Whatever runs from the line with "Changed All Component" to the end of the records below must be copied exactly, with nothing else included.

--- Source information Enclosed Below ---

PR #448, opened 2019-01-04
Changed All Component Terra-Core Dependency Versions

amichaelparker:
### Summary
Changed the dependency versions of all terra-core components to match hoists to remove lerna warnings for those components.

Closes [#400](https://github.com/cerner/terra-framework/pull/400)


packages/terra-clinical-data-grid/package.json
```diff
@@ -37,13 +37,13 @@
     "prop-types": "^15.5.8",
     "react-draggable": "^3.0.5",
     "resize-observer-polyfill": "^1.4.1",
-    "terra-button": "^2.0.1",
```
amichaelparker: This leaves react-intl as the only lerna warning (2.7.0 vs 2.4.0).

--- End of Enclosed Source information ---

Answer for the task
Changed All Component Terra-Core Dependency Versions

amichaelparker:
### Summary
Changed the dependency versions of all terra-core components to match hoists to remove lerna warnings for those components.

Closes [#400](https://github.com/cerner/terra-framework/pull/400)


packages/terra-clinical-data-grid/package.json
```diff
@@ -37,13 +37,13 @@
     "prop-types": "^15.5.8",
     "react-draggable": "^3.0.5",
     "resize-observer-polyfill": "^1.4.1",
-    "terra-button": "^2.0.1",
```
amichaelparker: This leaves react-intl as the only lerna warning (2.7.0 vs 2.4.0).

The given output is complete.